#### DATA TO PROCESS:

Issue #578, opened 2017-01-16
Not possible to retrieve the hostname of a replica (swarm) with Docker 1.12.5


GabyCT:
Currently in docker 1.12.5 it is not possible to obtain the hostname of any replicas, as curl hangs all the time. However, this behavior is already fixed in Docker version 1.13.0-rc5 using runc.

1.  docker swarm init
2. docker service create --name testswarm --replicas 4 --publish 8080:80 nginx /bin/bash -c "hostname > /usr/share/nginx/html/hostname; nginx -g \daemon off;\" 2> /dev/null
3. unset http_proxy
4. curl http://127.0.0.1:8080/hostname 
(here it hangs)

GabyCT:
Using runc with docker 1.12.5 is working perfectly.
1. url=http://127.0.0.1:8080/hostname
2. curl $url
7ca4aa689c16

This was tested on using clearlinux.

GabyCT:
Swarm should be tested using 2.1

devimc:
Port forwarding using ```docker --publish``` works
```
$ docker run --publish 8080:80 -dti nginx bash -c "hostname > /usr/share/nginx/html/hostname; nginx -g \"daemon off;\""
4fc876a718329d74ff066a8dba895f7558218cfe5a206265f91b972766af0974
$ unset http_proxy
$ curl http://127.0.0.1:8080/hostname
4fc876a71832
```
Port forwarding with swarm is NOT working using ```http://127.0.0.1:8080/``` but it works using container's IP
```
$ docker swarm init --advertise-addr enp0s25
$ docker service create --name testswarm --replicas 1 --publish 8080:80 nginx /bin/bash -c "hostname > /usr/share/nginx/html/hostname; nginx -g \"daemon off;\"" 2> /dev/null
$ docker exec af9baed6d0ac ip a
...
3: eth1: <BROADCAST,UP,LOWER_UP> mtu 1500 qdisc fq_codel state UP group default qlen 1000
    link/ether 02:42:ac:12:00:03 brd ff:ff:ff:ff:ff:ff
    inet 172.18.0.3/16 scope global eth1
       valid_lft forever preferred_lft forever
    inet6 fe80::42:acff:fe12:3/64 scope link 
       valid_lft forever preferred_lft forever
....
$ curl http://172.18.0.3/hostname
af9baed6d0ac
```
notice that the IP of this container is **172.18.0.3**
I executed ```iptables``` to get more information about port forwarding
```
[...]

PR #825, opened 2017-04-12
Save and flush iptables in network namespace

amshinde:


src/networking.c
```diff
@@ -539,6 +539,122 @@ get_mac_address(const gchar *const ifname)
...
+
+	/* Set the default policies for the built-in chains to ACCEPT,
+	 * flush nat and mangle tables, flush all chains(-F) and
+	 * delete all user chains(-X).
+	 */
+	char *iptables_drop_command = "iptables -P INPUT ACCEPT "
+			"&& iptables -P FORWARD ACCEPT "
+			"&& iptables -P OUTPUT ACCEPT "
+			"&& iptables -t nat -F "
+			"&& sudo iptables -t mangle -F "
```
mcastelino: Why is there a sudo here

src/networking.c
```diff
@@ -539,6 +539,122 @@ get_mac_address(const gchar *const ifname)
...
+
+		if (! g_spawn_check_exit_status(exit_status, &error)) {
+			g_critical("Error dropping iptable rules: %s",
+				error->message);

--

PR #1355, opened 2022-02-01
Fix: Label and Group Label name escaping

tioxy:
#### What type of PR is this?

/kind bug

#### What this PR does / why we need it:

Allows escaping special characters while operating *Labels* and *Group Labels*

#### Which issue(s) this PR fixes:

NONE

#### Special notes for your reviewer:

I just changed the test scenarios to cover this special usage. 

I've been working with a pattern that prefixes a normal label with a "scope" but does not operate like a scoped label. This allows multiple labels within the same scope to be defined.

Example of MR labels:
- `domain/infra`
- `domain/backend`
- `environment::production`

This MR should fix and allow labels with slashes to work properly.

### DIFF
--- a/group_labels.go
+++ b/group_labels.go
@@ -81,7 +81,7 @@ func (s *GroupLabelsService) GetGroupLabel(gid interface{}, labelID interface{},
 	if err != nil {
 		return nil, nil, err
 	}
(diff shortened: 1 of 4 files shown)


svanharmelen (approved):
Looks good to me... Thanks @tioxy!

* * *

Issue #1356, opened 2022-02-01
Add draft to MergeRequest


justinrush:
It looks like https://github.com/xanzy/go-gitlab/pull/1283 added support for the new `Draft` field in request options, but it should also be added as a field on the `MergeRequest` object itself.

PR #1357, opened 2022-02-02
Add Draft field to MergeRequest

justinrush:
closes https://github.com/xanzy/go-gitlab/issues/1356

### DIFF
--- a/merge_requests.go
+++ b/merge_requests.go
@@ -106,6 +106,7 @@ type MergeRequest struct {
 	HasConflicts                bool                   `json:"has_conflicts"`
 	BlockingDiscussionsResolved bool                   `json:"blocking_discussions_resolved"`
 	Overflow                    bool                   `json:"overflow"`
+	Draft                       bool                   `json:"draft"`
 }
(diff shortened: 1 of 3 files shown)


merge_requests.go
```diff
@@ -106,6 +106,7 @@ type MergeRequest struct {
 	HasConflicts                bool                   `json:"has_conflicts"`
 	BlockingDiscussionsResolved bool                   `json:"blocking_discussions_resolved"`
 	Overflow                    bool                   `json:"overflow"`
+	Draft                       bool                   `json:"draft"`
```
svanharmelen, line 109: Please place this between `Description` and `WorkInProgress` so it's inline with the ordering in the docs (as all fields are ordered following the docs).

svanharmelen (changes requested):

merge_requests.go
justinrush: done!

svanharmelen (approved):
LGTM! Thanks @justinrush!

#### EXERCISE INSTRUCTIONS:
Where the word "mangle" appears in a line of the data above, tally that line; then give the total and nothing more.

#### WRITTEN REPLY:
2